Constant Value Justification
MAR_YAWN_THRESHOLD 0.55 Only 1.7% of samples exceed this, confirming it captures genuine yawns without false positives.

MAR distribution

10. Other Constants

Constant Value Rationale
gaze_max_offset 0.28 Max iris displacement (normalised) before gaze score drops to zero. Corresponds to ~56% of the eye width; beyond this the iris is at the extreme edge.
max_angle 22.0 deg Head deviation beyond which face score = 0. Based on typical monitor-viewing cone: at 60 cm distance and a 24" monitor, the viewing angle is ~20-25 degrees.
roll_weight 0.5 Roll is less indicative of inattention than yaw/pitch (tilting head doesn't mean looking away), so it's down-weighted by 50%.
EMA alpha 0.3 Smoothing factor for focus score.

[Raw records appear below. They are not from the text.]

PR #1360, opened 2025-11-25
fix: postgres CRON jobs for pgbackrest on AlmaLinux

pat-s:
I noticed that the `pgbackrest` cron jobs were not running and investigated.
Turns out that the current setup isn't working the way its configured right now:

On RHEL, the ``postgres`` user is created with a locked password (! in `/etc/shadow)`). While this prevents login, `pam_unix.so` also blocks cron execution for locked accounts. Changing to `*` (unusable password) allows cron while still preventing direct login.

### DIFF
--- a/automation/roles/cron/tasks/main.yml
+++ b/automation/roles/cron/tasks/main.yml
@@ -52,14 +52,7 @@
         name: postgres
         password: '*'
         password_lock: false
-      vars:
-        postgres_shadow_password: >-
-          {{
-            (postgres_shadow.stdout | default(''))
-            | regex_search('^[^:]*:([^:]+):', '\1')
-            | default('')
-          }}
-      when: postgres_shadow_password is match('^!+')
+      when: postgres_shadow.stdout is match('^postgres:!+')
   when:
     - ansible_os_family == "RedHat"
     - cron_jobs is defined and cron_jobs | length > 0


vitabaks:
What if the user decides to use a postgres user with password authorization? It is unlikely, but it should not be completely ruled out. 

Perhaps we need to check that the user really has a locked password before of specifying a password `*`.

vitabaks:
Additionally refactored cron configuration: removed duplicated cron tasks from the pgbackrest and wal_g roles and unified them via the shared cron role.

vitabaks:
Tested

```
TASK [Add pgbackrest cron jobs on database server] *****************************
included: vitabaks.autobase.cron for 10.116.0.17
TASK [vitabaks.autobase.cron : Check password lock state for postgres user] ****
ok: [10.116.0.17]
TASK [vitabaks.autobase.cron : Unlock the locked password for postgres user (for PAM/cron compatibility)] ***
changed: [10.116.0.17]
TASK [vitabaks.autobase.cron : Add cron jobs] **********************************
changed: [10.116.0.17] => (item={'name': 'pgBackRest: Full Backup', 'file': '/etc/cron.d/pgbackrest-postgres-cluster-01', 'user': 'postgres', 'minute': '00', 'hour': 1, 'day': '*', 'month': '*', 'weekday': '0', 'job': 'pgbackrest --stanza=postgres-cluster-01 --type=full backup'})
changed: [10.116.0.17] => (item={'name': 'pgBackRest: Diff Backup', 'file': '/etc/cron.d/pgbackrest-postgres-cluster-01', 'user': 'postgres', 'minute': '00', 'hour': 1, 'day': '*', 'month': '*', 'weekday': '1-6', 'job': 'pgbackrest --stanza=postgres-cluster-01 --type=diff backup'})
```

result:
```
[root@postgres-cluster-01-pgnode01 ~]# getent shadow postgres
postgres:*:20422::::::
```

Gives ~3-4 frame effective window; balances responsiveness vs flicker.
grace_frames 15 ~0.5 s at 30 fps before penalising no-face. Allows brief occlusions (e.g. hand gesture) without dropping score.
PERCLOS_WINDOW 60 frames 2 s at 30 fps; standard PERCLOS measurement window (Dinges & Grace, 1998).
BLINK_WINDOW_SEC 30 s Blink rate measured over 30 s; typical spontaneous blink rate is 15-20/min (Bentivoglio et al., 1997).